▶ WHAT IS NEEDED:
Find the line with "use drain::Watch;" in the entries below. Repeat it, every following line, and the line with "-127,18 +128,19 @@", exactly and with nothing added.

-- INFORMATION GIVEN follows --

PR #264, opened 2022-12-09
support original source proxy

PlatformLC:
Related to #241 
support original source proxy

-  HBONE connection:  use XFF header to encode the original source information.
-  local shortcut or direct tcp stream:  retrieve original source information from socket directly.

```shell
lichun@lichun-ws:~$ kubectl get pods -o wide 
NAME                                   READY   STATUS    RESTARTS      AGE   IP            NODE            NOMINATED NODE   READINESS GATES
httpbin-no-mesh-654476d4ff-pfgxp       1/1     Running   0             35m   10.101.2.14   kind1-worker3   <none>           <none>
httpbin-worker1-5d5748d687-pf4cb       1/1     Running   0             77m   10.101.3.15   kind1-worker    <none>           <none>
httpbin-worker2-f4b4788cb-vw2hz        1/1     Running   0             77m   10.101.1.9    kind1-worker2   <none>           <none>
httpbin-worker3-6989c5fb68-46g6r       1/1     Running   0             77m   10.101.2.13   kind1-worker3   <none>           <none>
notsleep-7dc8b55755-trgqk              1/1     Running   4 (29h ago)   3d    10.101.2.2    kind1-worker3   <none>           <none>
purchase-history-v1-6cdb997954-6rhfd   1/1     Running   4 (29h ago)   3d    10.101.3.2    kind1-worker    <none>           <none>
recommendation-79f7844ff-scmjq         1/1     Running   4 (29h ago)   3d    10.101.3.3    kind1-worker    <none>           <none>
sleep-5f5d4b5bfb-cdtrr                 1/1     Running   4 (29h ago)   24d   10.101.2.5    kind1-worker3   <none>           <none>
web-api-6c95c8d759-92d42               1/1     Running   4 (29h ago)   3d    10.101.3.4    kind1-worker    <none>           <none>
lichun@lichun-ws:~$ kubectl exec deploy/sleep -- curl -s http://httpbin-worker1:8000/ip
{
  "origin": "10.101.2.5"
}
lichun@lichun-ws:~$ kubectl exec deploy/sleep -- curl -s http://httpbin-worker2:8000/ip
{
  "origin": "10.101.2.5"
}
lichun@lichun-ws:~$ kubectl exec deploy/sleep -- curl -s http://httpbin-worker3:8000/ip
{
  "origin": "10.101.2.5"
}

```

### DIFF
--- a/src/proxy/inbound.rs
+++ b/src/proxy/inbound.rs
@@ -138,7 +138,7 @@ impl Inbound {
                 Hbone(req) => {
                     let origin_src = if origin_src.is_some() {
                         // overwrite the original source if encoded in fwded from waypoint
-                        super::get_original_src_from_fwded(req)
+                        super::get_original_src_from_fwded(req).map_or(origin_src, Some)
                     } else {
                         origin_src
                     };
--- a/src/proxy/inbound.rs
+++ b/src/proxy/inbound.rs
@@ -28,7 +28,6 @@ use crate::config::Config;
 use crate::identity::CertificateProvider;
 use crate::proxy::inbound::InboundConnect::{DirectPath, Hbone};
 use crate::proxy::{ProxyInputs, TraceParent, TRACEPARENT_HEADER};
-use crate::socket;
 use crate::rbac;
 use crate::socket::{relay, to_canonical};
 use crate::tls::TlsError;
@@ -83,9 +82,10 @@ impl Inbound {
                 dst,
             };
             let workloads = self.workloads.clone();
+            let enable_original_source = self.cfg.enable_original_source;
             async move {
                 Ok::<_, hyper::Error>(service_fn(move |req| {
-                    Self::serve_connect(workloads.clone(), conn.clone(), req)
+                    Self::serve_connect(workloads.clone(), conn.clone(), enable_original_source, req)
                 }))
             }
         });
@@ -134,12 +134,14 @@ impl Inbound {
         let start = Instant::now();
         let stream = {
             match &request_type {
-                DirectPath(_) => {
-                    // let org_src = super::get_original_src_from_stream(stream);
-                    super::freebind_connect(origin_src, addr).await
-                }
-                Hbone(_) => {
-                    // let org_src = super::get_original_src_from_fwded(req);
+                DirectPath(_) => super::freebind_connect(origin_src, addr).await,
+                Hbone(req) => {
+                    let origin_src = if origin_src.is_some() {
+                        // overwrite the original source if encoded in fwded from waypoint
+                        super::get_original_src_from_fwded(req)
+                    } else {
+                        origin_src
+                    };
                     super::freebind_connect(origin_src, addr).await
                 }
             }
@@ -205,6 +207,7 @@ impl Inbound {
     async fn serve_connect(
         workloads: WorkloadInformation,
         conn: rbac::Connection,
+        enable_original_source: bool,
         req: Request<Body>,
     ) -> Result<Response<Body>, hyper::Error> {
         match req.method() {
@@ -237,6 +240,11 @@ impl Inbound {
                         .body(Body::empty())
                         .unwrap());
                 }
+                let org_src = if enable_original_source {
+                    Some(conn.src_ip.clone())
+                } else {
+                    None
+                };
 
                 let Some(upstream) = workloads.fetch_workload(&addr.ip()).await else {
                     info!(%conn, "unknown destination");
@@ -259,7 +267,7 @@ impl Inbound {
                             .unwrap());
                     }
                 }
-                let status_code = match Self::handle_inbound(Hbone(req), Some(conn.src_ip), addr)
+                let status_code = match Self::handle_inbound(Hbone(req), org_src, addr)
                     .instrument(tracing::span::Span::current())
                     .await
                 {
--- a/src/proxy/inbound.rs
+++ b/src/proxy/inbound.rs
@@ -14,7 +14,7 @@
 
 use std::fmt;
 use std::fmt::{Display, Formatter};
-use std::net::SocketAddr;
+use std::net::{IpAddr, SocketAddr};
 use std::time::Instant;
 
 use drain::Watch;
@@ -26,8 +26,9 @@ use tracing::{debug, error, info, instrument, trace, trace_span, warn, Instrumen
 
 use crate::config::Config;
 use crate::identity::CertificateProvider;
-use crate::proxy::inbound::InboundConnect::Hbone;
+use crate::proxy::inbound::InboundConnect::{DirectPath, Hbone};
 use crate::proxy::{ProxyInputs, TraceParent, TRACEPARENT_HEADER};
+use crate::socket;
 use crate::rbac;
 use crate::socket::{relay, to_canonical};
 use crate::tls::TlsError;
@@ -127,18 +128,19 @@ impl Inbound {
     /// handle_inbound serves an inbound connection with a target address `addr`.
     pub(super) async fn handle_inbound(
         request_type: InboundConnect,
+        origin_src: Option<IpAddr>,
         addr: SocketAddr,
     ) -> Result<(), std::io::Error> {
         let start = Instant::now();
         let stream = {
             match &request_type {
-                InboundConnect::DirectPath(stream) => {
-                    let org_src = super::get_original_src_from_stream(stream);
-                    super::freebind_connect(org_src, addr).await
+                DirectPath(_) => {
+                    // let org_src = super::get_original_src_from_stream(stream);
+                    super::freebind_connect(origin_src, addr).await
                 }
-                Hbone(req) => {
-                    let org_src = super::get_original_src_from_fwded(req);
-                    super::freebind_connect(org_src, addr).await
+                Hbone(_) => {
+                    // let org_src = super::get_original_src_from_fwded(req);
+                    super::freebind_connect(origin_src, addr).await
                 }
             }
         };
@@ -257,7 +259,7 @@ impl Inbound {
                             .unwrap());
                     }
                 }
-                let status_code = match Self::handle_inbound(Hbone(req), addr)
+                let status_code = match Self::handle_inbound(Hbone(req), Some(conn.src_ip), addr)
                     .instrument(tracing::span::Span::current())
                     .await
                 {
--- a/src/proxy/inbound.rs
+++ b/src/proxy/inbound.rs
@@ -130,7 +130,18 @@ impl Inbound {
         addr: SocketAddr,
     ) -> Result<(), std::io::Error> {
         let start = Instant::now();
-        let stream = TcpStream::connect(addr).await;
+        let stream = {
+            match &request_type {
+                InboundConnect::DirectPath(stream) => {
+                    let org_src = super::get_original_src_from_stream(stream);
+                    super::freebind_connect(org_src, addr).await
+                },
+                Hbone(req) => {
+                    let org_src = super::get_original_src_from_xff(req);
+                    super::freebind_connect(org_src, addr).await
+                }
+            }
+        };
         match stream {
             Err(err) => {
                 warn!(dur=?start.elapsed(), "connection to {} failed: {}", addr, err);
--- a/src/proxy/inbound.rs
+++ b/src/proxy/inbound.rs
@@ -135,7 +135,7 @@ impl Inbound {
                 InboundConnect::DirectPath(stream) => {
                     let org_src = super::get_original_src_from_stream(stream);
                     super::freebind_connect(org_src, addr).await
-                },
+                }
                 Hbone(req) => {
                     let org_src = super::get_original_src_from_xff(req);
                     super::freebind_connect(org_src, addr).await
--- a/src/proxy/inbound.rs
+++ b/src/proxy/inbound.rs
@@ -274,12 +274,12 @@ impl Inbound {
                     }
                 }
                 let status_code = match Self::handle_inbound(Hbone(req), org_src, addr)
-                        .instrument(tracing::span::Span::current())
-                        .await
-                    {
-                        Ok(_) => StatusCode::OK,
-                        Err(_) => StatusCode::SERVICE_UNAVAILABLE,
-                    };
+                    .instrument(tracing::span::Span::current())
+                    .await
+                {
+                    Ok(_) => StatusCode::OK,
+                    Err(_) => StatusCode::SERVICE_UNAVAILABLE,
+                };
 
                 Ok(Response::builder()
                     .status(status_code)
--- a/src/proxy/inbound.rs
+++ b/src/proxy/inbound.rs
@@ -137,7 +137,7 @@ impl Inbound {
                     super::freebind_connect(org_src, addr).await
                 }
                 Hbone(req) => {
-                    let org_src = super::get_original_src_from_xff(req);
+                    let org_src = super::get_original_src_from_fwded(req);
                     super::freebind_connect(org_src, addr).await
                 }
             }
--- a/src/proxy/inbound.rs
+++ b/src/proxy/inbound.rs
@@ -85,7 +85,12 @@ impl Inbound {
             let enable_original_source = self.cfg.enable_original_source;
             async move {
                 Ok::<_, hyper::Error>(service_fn(move |req| {
-                    Self::serve_connect(workloads.clone(), conn.clone(), enable_original_source, req)
+                    Self::serve_connect(
+                        workloads.clone(),
+                        conn.clone(),
+                        enable_original_source,
+                        req,
+                    )
                 }))
             }
         });
@@ -241,13 +246,14 @@ impl Inbound {
                         .unwrap());
                 }
                 let org_src = if enable_original_source {
-                    Some(conn.src_ip.clone())
+                    Some(conn.src_ip)
                 } else {
                     None
                 };
 
                 let Some(upstream) = workloads.fetch_workload(&addr.ip()).await else {
-                    info!(%conn, "unknown destination");
+
+                                       info!(%conn, "unknown destination");
                     return Ok(Response::builder()
                         .status(StatusCode::NOT_FOUND)
                         .body(Body::empty())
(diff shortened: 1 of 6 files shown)


src/proxy/inbound.rs
```diff
@@ -113,7 +113,18 @@ impl Inbound {
...
-        let stream = TcpStream::connect(addr).await;
+        let stream = {
+            match &request_type {
+                InboundConnect::DirectPath(stream) => {
+                    let org_src = super::get_original_src_from_stream(stream);
+                    super::freebind_connect(org_src, addr).await
+                },
+                Hbone(req) => {
+                    let org_src = super::get_original_src_from_xff(req);
+                    super::freebind_connect(org_src, addr).await
```
hzxuzhonghu, line 124: Curious if we bind to `org_src`, how could the response packet from the endpoint routed back to this ztunnel

PlatformLC: In redirection part(i.e. iptables configured by isito-cni) take care of it, it will use conntrack mark and policy route to make the rsp back to ztunnel.

src/socket.rs
```diff
@@ -73,6 +89,23 @@ mod linux {
     use socket2::{SockAddr, SockRef};
     use tokio::io;
 
+    pub fn set_ip_freebind(sock: &SockRef) -> io::Result<()> {
```
PiotrSikora, line 92: You should use [`socket2::set_freebind`](https://docs.rs/socket2/latest/socket2/struct.Socket.html#method.set_freebind) instead of reimplementing (see: #235).

Also, you need to use[`socket2::set_freebind_ipv6`](https://docs.rs/socket2/latest/socket2/struct.Socket.html#method.set_freebind_ipv6) for IPv6.

src/socket.rs
```diff
@@ -19,13 +19,21 @@ use realm_io;
...
 
 #[cfg(target_os = "linux")]
 pub fn set_transparent(l: &TcpListener) -> io::Result<()> {
     SockRef::from(l).set_ip_transparent(true)
 }
 
+#[cfg(target_os = "linux")]
+pub fn set_freebind(sock: &TcpSocket) -> io::Result<()> {
+    let sock = SockRef::from(sock);
+    sock.set_ip_transparent(true)?;
```
PiotrSikora, line 33: With this change, ztunnel must be running with `CAP_NET_ADMIN` privileges, whereas previously that wasn't necessary.

I think we need to make a decision on what behavior do we want, since right now it will fail at runtime.

If we want to require `CAP_NET_ADMIN` capabilities, then we should check if `IP_TRANSPARENT` works at startup, and bail out if it's not. We should also modify existing code paths that tries to enable transparent mode to fail then.

If we want to proxy traffic even when running in non-transparent mode, then we need to ignore errors when setting `IP_TRANSPARENT` and `IP_FREEBIND`.

PiotrSikora (changes requested):

src/socket.rs
howardjohn: IMO we should allow either mode. We already do this for setting IP_TRANSPARENT on the listener

PiotrSikora: Should we make this behavior configurable instead of opportunistic?

src/proxy/outbound.rs
```diff
@@ -201,6 +201,7 @@ impl OutboundConnection {
                     .method(hyper::Method::CONNECT)
                     .version(hyper::Version::HTTP_2)
                     .header("baggage", baggage(&req))
+                    .header("X-Forwarded-For", remote_addr.to_string())
```
PiotrSikora, line 204: I think we need to use `Forwarded` header here, since presumably we want to bind to the source IP and port.

src/proxy/inbound.rs
hzxuzhonghu: Donot we need to setup an additional route table?

hzxuzhonghu: I remember we do that for original src address support in istio.

hzxuzhonghu: https://www.envoyproxy.io/docs/envoy/latest/configuration/listeners/listener_filters/original_src_filter#extra-setup

src/proxy/mod.rs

-- INFORMATION GIVEN concluded --

▶ TASK RESPONSE:
 use drain::Watch;
@@ -26,8 +26,9 @@ use tracing::{debug, error, info, instrument, trace, trace_span, warn, Instrumen
 
 use crate::config::Config;
 use crate::identity::CertificateProvider;
-use crate::proxy::inbound::InboundConnect::Hbone;
+use crate::proxy::inbound::InboundConnect::{DirectPath, Hbone};
 use crate::proxy::{ProxyInputs, TraceParent, TRACEPARENT_HEADER};
+use crate::socket;
 use crate::rbac;
 use crate::socket::{relay, to_canonical};
 use crate::tls::TlsError;
@@ -127,18 +128,19 @@ impl Inbound {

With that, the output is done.